[Start of section]

PR #781, opened 2026-08-30
Resolve TraversableGenerator selection by priority everywhere (#774)

### LINKED ISSUE #774: [BUG] TraversableGenerator.priority() is never consulted: every SPI lookup takes the first match in ServiceLoader order

`TraversableGenerator.priority()` promises that when several generators support one type, "the highest-priority one wins" (`TraversableGenerator.java:41-45`), and offers `PRIORITY_OVERRIDE` for "explicit overrides of built-in generators" (`:39, :51`). No lookup honours it. All three places a generator is chosen take the **first** match in `ServiceLoader` order; one of them warns when a tie happens to be noticed, the other two say nothing.

## Measured

The three loops on `main`:

`WideningAnalysis.findSpiGenerator` (`WideningAnalysis.java:555-566`), javadoc "Finds the highest-priority SPI generator":

```java
for (TraversableGenerator generator : traversableGenerators) {
  if (generator.supports(type)) {
    if (matched != null && matched.priority() == generator.priority()) {
      warnOfConflict(type, component, matched, generator);
    } else if (matched == null) {
      matched = generator;
    }
  }
}
```

`matched` is assigned once and never replaced, so a later generator with a *higher* priority loses to an earlier one with a lower priority, and no warning is raised for that case — the warning fires only when the priorities are *equal*. A `PRIORITY_OVERRIDE` provider therefore wins or loses by where its `META-INF/services` entry lands relative to the built-in's, which for the shipped plugins is alphabetical by class name.

`TraversalProcessor.generatorFor` (`TraversalProcessor.java:313-321`) and `ExternalLensGenerator.createTraversalMethod` (`ExternalLensGenerator.java:316-326`) are plain first-match loops: `priority()` is never read, and no tie is reported.

`SpiGeneratorConflictTest` pins the equal-priority warning through `DupGeneratorAlpha` / `DupGeneratorBeta`, with `DupGeneratorFallback` (`priority() = -50`) registered *after* both — an order in which first-match and highest-priority agree, so the test cannot tell them apart. There is no test in which an override is registered after the default it overrides.

## Why

```mermaid
flowchart LR
    S["ServiceLoader order<br/>(META-INF/services, alphabetical for shipped plugins)"] --> W["WideningAnalysis.findSpiGenerator<br/>first match; warns on equal priority only"]
    S --> T["TraversalProcessor.generatorFor<br/>first match; no warning"]
    S --> E["ExternalLensGenerator.createTraversalMethod<br/>first match; no warning"]
    P["TraversableGenerator.priority()<br/>'the highest-priority one wins'"] -.->|"read by nothing that decides"| W

    class S,W,T,E domain
    class P bad
```

The contract was added with the cardinality work (release history, 0.4.0: "priority system (`PRIORITY_FALLBACK`, `PRIORITY_DEFAULT`, `PRIORITY_OVERRIDE`)") and the tie warning with it; the resolution step that would make the constants mean something was never written. Every shipped generator matches an exact FQN and no two claim the same type, so the shipped set never exposes it — it is a third-party `PRIORITY_OVERRIDE` for `java.util.List`, or a `PRIORITY_FALLBACK` catch-all, that does. A catch-all registered alphabetically before `ListGenerator` (say `com.acme.AnyIterableGenerator`) silently takes every `List` component in the project.

The three loops also disagree with each other: a type two generators claim can resolve to different generators under `@GenerateFocus` and `@GenerateTraversals` only if their loops differ, and today they differ in what they warn about, not in what they pick — but that is an accident of them all being first-match, not a property anything holds them to. #719 put every *widening* site behind `WideningAnalysis.wideningGenerator` so the tier, the navigator and the composition call cannot disagree; the generator *choice* has no such single home.

## What to fix

**One resolver, honouring the contract.** A single lookup — highest `priority()` wins; among equals, the first in `ServiceLoader` order, with the existing warning — that all three sites read from. `WideningAnalysis` is the natural home given #719, and `ProcessorArchitectureRules.spi_generator_lookups_should_go_through_the_widening_guard` already keys on `findSpiGenerator` by name, so routing the other two loops through it (or through a shared `GeneratorRegistry` both `WideningAnalysis` and the two processors hold) would put the rule in a position to enforce what it is named for. The two silent loops should warn on a tie the same way.

The resolver is a two-line change; the work is the test that pins it: an override registered *after* the default it overrides, and a fallback registered *before* it, asserting that priority wins in both orders and through all three entry points (`@GenerateFocus`, `@GenerateTraversals`, `@ImportOptics`). The test-scope `META-INF/services` file fixes the order, which is exactly what makes such a test possible.

**Or narrow the contract.** If priority is not wanted, delete the constants and the `priority()` default and say the first registered generator wins. Cheaper, but `PRIORITY_OVERRIDE` is the only documented way to replace a built-in generator without forking it, and the SPI has been public since 0.3.8.

## Notes

- Found by the review panel on #772, and deliberately left out of it: #772 extracted `TraversalProcessor`'s loop verbatim into `generatorFor` and did not change what it picks; a resolution change is a behaviour change to all three annotations.
- Not reproduced at runtime: the loops are deterministic and the shipped generators never collide, so a reproduction needs a test-scope override registered after a built-in, which is the test the fix should add.
- Related: #432 (SPI widening enhancements), which introduced the priority constants.

MagnusSmith:
Closes #774.

`TraversableGenerator.priority()` promised that when several generators support one type, the highest-priority one wins. No lookup honoured it: all three places a generator is chosen took the first match in `ServiceLoader` order. The Focus route got the right answer only because `FocusProcessor` pre-sorted its list, a precondition living in a constructor javadoc; `@GenerateTraversals` and `@ImportOptics` had neither the sort nor the tie warning. A `PRIORITY_OVERRIDE` provider therefore won or lost by where its `META-INF/services` entry landed.

## One registry, three routes

```mermaid
flowchart LR
    subgraph Routes
        direction TB
        T["@GenerateTraversals"]
        F["@GenerateFocus widening"]
        I["@ImportOptics"]
    end
    T --> R["GeneratorRegistry.generatorFor(type, component)"]
    F --> R
    I --> R
    R --> W["highest priority() wins,<br/>wherever the services entry lands"]
    R --> E["equal-priority tie: warning<br/>names both, first registered wins"]

    classDef warn fill:#e5c890,stroke:#df8e1d,color:#232634
    class T,F,I,R domain
    class W good
    class E warn
```

`GeneratorRegistry` sorts once at construction, priority descending with a stable sort so equal priorities keep registration order, and answers every choice. It is module-internal, in the `processing` package beside the analyses that consume it, so the exported plugin-author surface stays exactly `TraversableGenerator` and `Cardinality`. `WideningAnalysis.findSpiGenerator` delegates to it, so the #719 widening guard sits on top unchanged; `FocusProcessor`'s manual sort and the javadoc precondition are gone; `TraversalProcessor` and `ExternalLensGenerator` read the same answer, and both now anchor the equal-priority warning to the record component, where before they said nothing. The warning itself now carries the remedy: rank one of the providers with `priority()`, or drop one from the processor path.

Two ArchUnit rules hold the shape, each probe-verified to fail under the attack it forbids: only `GeneratorRegistry` may consult `TraversableGenerator.supports()` or `priority()`, matched over method calls *and* method references (the deleted pre-sort was `TraversableGenerator::priority`) with subtype-typed receivers included; and only the three route lookups may read `generatorFor`, so a site cannot slip past `wideningGenerator`'s turn-away of raw and wildcard-carrying containers (#718) now that `findSpiGenerator` is a delegate.

## Tests

The resolver is a small change; the work is the order the tests fix. The test-scope `META-INF/services` file now registers a `PRIORITY_OVERRIDE` generator *last* and a `PRIORITY_FALLBACK` generator *first*, the two arrangements a first-match loop gets wrong:

- `SpiPriorityResolutionTest` drives `@GenerateTraversals` and `@GenerateFocus` through the real `ServiceLoader`. Which generator won is observable twice over: every marker generator's `modifyF` now throws naming the generator, and the winners and losers declare opposite cardinalities, so the widened tier (`AffinePath` vs `TraversalPath`) names the winner too. The panel reverted the resolution in-tree to confirm what each case pins: the `@GenerateTraversals` and `@ImportOptics` cases fail under first-match, while the Focus cases pin that the route's already-correct behaviour survives the sort moving out of `FocusProcessor.init`. The tie case pins the warning and the first-registered winner on the previously silent `@GenerateTraversals` route.
- `ExternalGeneratorPriorityTest` pins the `@ImportOptics` route through the explicit-list constructor, since `TypeKindAnalyser` only flags standard containers and the shipped generators never collide there; the tie case pins the warning on this route as well.

## Docs

[How Plugin Discovery Works](https://higher-kinded-j.github.io/latest/tooling/generator_plugins.html#how-plugin-discovery-works) now describes priority resolution and the tie warning, the interface snippet shows `priority()`, and a tip covers replacing a built-in generator, which `PRIORITY_OVERRIDE` now actually does. The warning gets its entry in [Compiler Errors](https://higher-kinded-j.github.io/latest/optics/compiler_errors.html). Release note under 0.4.11-SNAPSHOT.

_Behaviour change:_ selection previously followed registration order on some routes, and only the Focus widening reported a tie. Two equal-priority providers claiming one type now draw the warning on every route, which a consuming build running javac with `-Werror` turns into an error; rank one of them, or drop one from the processor path. The shipped generators each claim distinct exact types, so builds using only shipped plugins see no difference.

## Verification

`:hkj-processor:check` (`GeneratorRegistry*` joins the JaCoCo classes pinned at 100% line, branch and instruction; ArchUnit rules), full-repo `assemble testClasses` under `-Werror`, `bookVerify`, heading check, spotless. Five-lens panel run after implementation; no blockers, and every should-fix applied: the two arch-rule escape hatches above, the registry moved out of the exported `spi` package, the remedy appended to the tie warning, and the test javadoc corrected to say which half is regression cover.

## Summary by CodeRabbit

* **New Features**
  * Generator selection now consistently honors priority across traversal generation, Focus widening, and imported optics.
  * Added support for override, default, and fallback generator priorities.
  * Equal-priority conflicts now produce a compile-time warning with deterministic selection.

* **Documentation**
  * Added guidance for resolving generator conflicts and replacing built-in generators.
  * Updated release notes and compiler-error references.

* **Tests**
  * Expanded coverage for priority resolution, conflict warnings, and imported optics.


MagnusSmith:
@coderabbit full review

PR #782, opened 2026-08-31
@ImportOptics: refuse a source type that names a raw type (#771)

### LINKED ISSUE #771: [BUG] @ImportOptics accepts a raw OpticsSpec source type and generates rawtypes-warning optics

[End of section]

Could you work out how many lines in the material contain "deterministic"? Reply with only that number.

2